- **ABOUT THIS TASK**
For the data below, work out how many lines include the string "package" and report only the number.

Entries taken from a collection
PR #54, opened 2020-12-15
Add option to get label value from an HTTP header

scoof:
This PR allows the client to send the label value as an HTTP header. Doing it this way, combined with #53 will allow this to be used for alerting in Grafana.

### DIFF
--- a/injectproxy/routes_test.go
+++ b/injectproxy/routes_test.go
@@ -108,6 +108,7 @@ func (m *mockUpstream) Close() {
 }
 
 const proxyLabel = "namespace"
+const proxyLabelParam = "ns"
 const proxyHeader = "X-Scope-OrgId"
 
 func TestEndpointNotImplemented(t *testing.T) {
@@ -115,10 +116,10 @@ func TestEndpointNotImplemented(t *testing.T) {
 		w.Write(okResponse)
 	}))
 	defer m.Close()
-	r := NewRoutes(m.url, proxyLabel, proxyHeader)
+	r := NewRoutes(m.url, proxyLabel, proxyLabelParam, proxyHeader)
 
 	w := httptest.NewRecorder()
-	req := httptest.NewRequest("GET", "http://prometheus.example.com/graph?namespace=ns1", nil)
+	req := httptest.NewRequest("GET", "http://prometheus.example.com/graph?ns=ns1", nil)
 
 	r.ServeHTTP(w, req)
 	resp := w.Result()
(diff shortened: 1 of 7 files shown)


simonpasquier:
:wave: could you rebase?

scoof:
Rebased

injectproxy/routes_test.go
```diff
@@ -421,3 +422,90 @@ func TestQuery(t *testing.T) {
...
+		expBody      []byte
+	}{
+		{
+			// No "namespace" parameter returns an error.
+			expCode: http.StatusBadRequest,
+		},
+		{
+			// Query with only query
+			labelv:       "default",
+			headerv:      "defaulth",
```
s-urbaniak, line 443: nit: i think for this test case this should be `headerv:      "",`

s-urbaniak:
@scoof thank you for the contribution! i just have one nit regarding a testcase, else lgtm.

injectproxy/routes_test.go
scoof: You're absolutely correct....

simonpasquier (commented):
Do we want to allow passing the label name only by the header? Currently you would have to set the `--label` flag to a non-empty value which is a bit confusing.

scoof:
If we want to do that, then I think we should have a separate flag to set the prometheus label, different from the query param. That would break backwards compatibility. Thoughts?

simonpasquier:
Personally I wouldn't be too worried about backwards compatibility as long as it's reflected in the changelog. I would expect that one should be able to choose between 1) read from query parameters only 2) read from HTTP header only or 3) read from query parameters then HTTP header if empty.

@s-urbaniak @brancz thoughts?

s-urbaniak:
hm, I think you're right, I was somehow assuming that `r.label` is just being used here, but it is all over the place. Yeah I agree, potentially adding another option just for specifying the query parameter sounds good to me.

scoof:
So --label --query-param and --header.
Would that make sense?
Then --label is required and at least one of --query-param and --header

scoof:
Still need to fix docs

scoof:
I haven't forgotten about this, but I'm quite busy with a new baby.

horazont:
Hey @scoof. I took the liberty to take this off your mental load and rebase it into current master in #64. If you find a minute, I’d be glad if you could confirm that you’re attributed appropriately.

scoof:
@horazont looks fine, thanks!

PR #64, opened 2021-04-27
Add option to get label value from an HTTP header

horazont:
This allows to use the proxy in settings where query parameters
cannot be used; this could be behind specific reverse proxies, or
when HTTP POST is required (see #53).

This work is heavily based on the work done by
Andreas Plesner <apj@mutt.dk> in [1]. I (Jonas Schäfer) ported
this to the current head of master.

   [1]: https://github.com/prometheus-community/prom-label-proxy/pull/54

This is a rebase of #54. Please review carefully. I only ran the test suite so far.

### DIFF
--- a/main.go
+++ b/main.go
@@ -32,14 +32,19 @@ func main() {
 		insecureListenAddress  string
 		upstream               string
 		label                  string
+		headerName             string
+		queryParam             string
 		enableLabelAPIs        bool
 		unsafePassthroughPaths string // Comma-delimited string.
 		errorOnReplace         bool
+		header                 string
 	)
 
 	flagset := flag.NewFlagSet(os.Args[0], flag.ExitOnError)
 	flagset.StringVar(&insecureListenAddress, "insecure-listen-address", "", "The address the prom-label-proxy HTTP server should listen on.")
 	flagset.StringVar(&upstream, "upstream", "", "The upstream URL to proxy to.")
+	flagset.StringVar(&queryParam, "query-param", "", "The query parameter to obtain the label value from. This or -header is required.")
+	flagset.StringVar(&headerName, "header", "", "The HTTP header name to obtain the label value from. This or -query-param is required.")
 	flagset.StringVar(&label, "label", "", "The label to enforce in all proxied PromQL queries. "+
 		"This label will be also required as the URL parameter to get the value to be injected. For example: -label=tenant will"+
 		" make it required for this proxy to have URL in form of: <URL>?tenant=abc&other_params...")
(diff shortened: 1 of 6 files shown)


hanjm:
It will be userful in grafana datasource, could any one can update for this? :)

horazont:
@hanjm It indeed is very useful with Grafana :).

I rebased onto current master.

kfox1111:
Any update on this?

main.go
```diff
@@ -51,12 +56,25 @@ func main() {
 		"API like targets or configuration. NOTE: \"all\" matching paths like \"/\" or \"\" and regex are not allowed.")
 	flagset.BoolVar(&errorOnReplace, "error-on-replace", false, "When specified, the proxy will return HTTP status code 400 if the query already contains a label matcher that differs from the one the proxy would inject.")
 
+	flagset.StringVar(&header, "header", "", "(Optional) An HTTP header to get the label value from.")
```
d9705996, line 59: The flag name header is duplicated and causes a panic

```go
panic: ./prom-label-proxy flag redefined: header

goroutine 1 [running]:
flag.(*FlagSet).Var(0xc00031e420, {0x9a9288, 0xc000313670}, {0x8fec55, 0x6}, {0x91a2ac, 0x36})
        flag/flag.go:879 +0x2f4
flag.(*FlagSet).StringVar(...)
        flag/flag.go:762
main.main()
        main.go:59 +0x4d9
```

m-yosefpor:
Hi @horazont . Are you still working on this?

main.go
horazont: Sorry, fixed. I only use this as a library, so I didn't notice.

horazont:
@m-yosefpor Thanks for the ping. I rebased onto current master, but I don't currently have time to test the rebase thoroughly.

main.go
```diff
@@ -32,14 +32,19 @@ func main() {
 		insecureListenAddress  string
 		upstream               string
 		label                  string
+		headerName             string
```
Wouter0100, line 35: There's a mix of `headerName` and `header` in this file. `headerName` is filled with the flag, but `header` is validated and actually used which - obviously - is always empty.

Wouter0100 (changes requested):

main.go
ThisIsQasim: You are right I had to use the following patch

```
diff --git a/main.go b/main.go
index d7b29dc..3628eaa 100644
--- a/main.go
+++ b/main.go
@@ -32,7 +32,6 @@ func main() {
                insecureListenAddress  string
                upstream               string
                label                  string
-               headerName             string
                queryParam             string
                enableLabelAPIs        bool
                unsafePassthroughPaths string // Comma-delimited stri
@@ -44,7 +43,7 @@ func main() {
        flagset.StringVar(&insecureListenAddress, "insecure-listen-ad
        flagset.StringVar(&upstream, "upstream", "", "The upstream UR
        flagset.StringVar(&queryParam, "query-param", "", "The query 
-       flagset.StringVar(&headerName, "header", "", "The HTTP header
+       flagset.StringVar(&header, "header", "", "The HTTP header nam
        flagset.StringVar(&label, "label", "", "The label to enforce 
                "This label will be also required as the URL paramete
                " make it required for this proxy to have URL in form
```

kfox1111:
Any movement on this patch?

PR #66, opened 2021-05-15
Reuse injectproxy package

Abhishek357:
Signed-off-by: Abhishek357 <abhisheksinghchauhan357@gmail.com>

We would like to reuse the injectproxy package in thanos. Related to [PR](https://github.com/thanos-io/thanos/pull/4141)

### DIFF
--- a/injectproxy/enforce.go
+++ b/injectproxy/enforce.go
@@ -21,7 +21,7 @@ import (
 )
 
 type Enforcer struct {
-	LabelMatchers map[string]*labels.Matcher
+	labelMatchers map[string]*labels.Matcher
 }
 
 func NewEnforcer(ms ...*labels.Matcher) *Enforcer {
@@ -32,7 +32,7 @@ func NewEnforcer(ms ...*labels.Matcher) *Enforcer {
 	}
 
 	return &Enforcer{
-		LabelMatchers: entries,
+		labelMatchers: entries,
 	}
 }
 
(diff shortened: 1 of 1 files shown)


injectproxy/enforce.go
```diff
@@ -111,18 +111,18 @@ func (ms Enforcer) EnforceNode(node parser.Node) error {
 	return nil
 }
 
-func (ms Enforcer) enforceMatchers(targets []*labels.Matcher) []*labels.Matcher {
```
bwplotka, line 114: Do you mind adding quick commentary what this public method does (Public methods should be commented always with comment started as `// EnforceMatchers ...`

injectproxy/enforce.go
```diff
@@ -21,7 +21,7 @@ import (
 )
 
 type Enforcer struct {
-	labelMatchers map[string]*labels.Matcher
```
bwplotka, line 24: Why we need access to this? It looks like code smell, as it leaks the enforcer internal logic. Aren't its methods enough? Are you missing some functionality that could be added as method?

bwplotka (commented):
Amazing, small nits, otherwise LGTM! (:

injectproxy/enforce.go
Abhishek357: We need to access this because enforceMatchers is a method of enforcer and to access it first we need to create an enforcer(in our use case in Thanos this enforcer contains the information about the tenant label name we want to replace and tenant access a user has as specified in the header)

injectproxy/enforce.go
Abhishek357: sure!

injectproxy/enforce.go
bwplotka: yea, but this method has access to this because it's a method on `Enforcer` itself, no?

Abhishek357: hmm, I think we can use [NewEnforcer](https://github.com/prometheus-community/prom-label-proxy/blob/38b1382d7368e994e39c0cb853f3f3c9300f5045/injectproxy/enforce.go#L27) to create a new enforcer.
Let me try it.

bwplotka: Well. I think we even have to! That's why we do constructors in Go (:

Abhishek357: ahh just refreshed those concepts thanks! definitely make sense.

injectproxy/enforce.go
```diff
@@ -111,7 +111,9 @@ func (ms Enforcer) EnforceNode(node parser.Node) error {
 	return nil
 }
 
-func (ms Enforcer) enforceMatchers(targets []*labels.Matcher) []*labels.Matcher {
+// EnforceMatchers replaces similar matcher present in
```
bwplotka, line 114: I would be specific what "similar" means, but it's good enough (:

bwplotka (approved):
LGTM, thanks!

injectproxy/enforce.go
Abhishek357: will keep that in mind.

- **SOLUTION TO THE EXERCISE**
2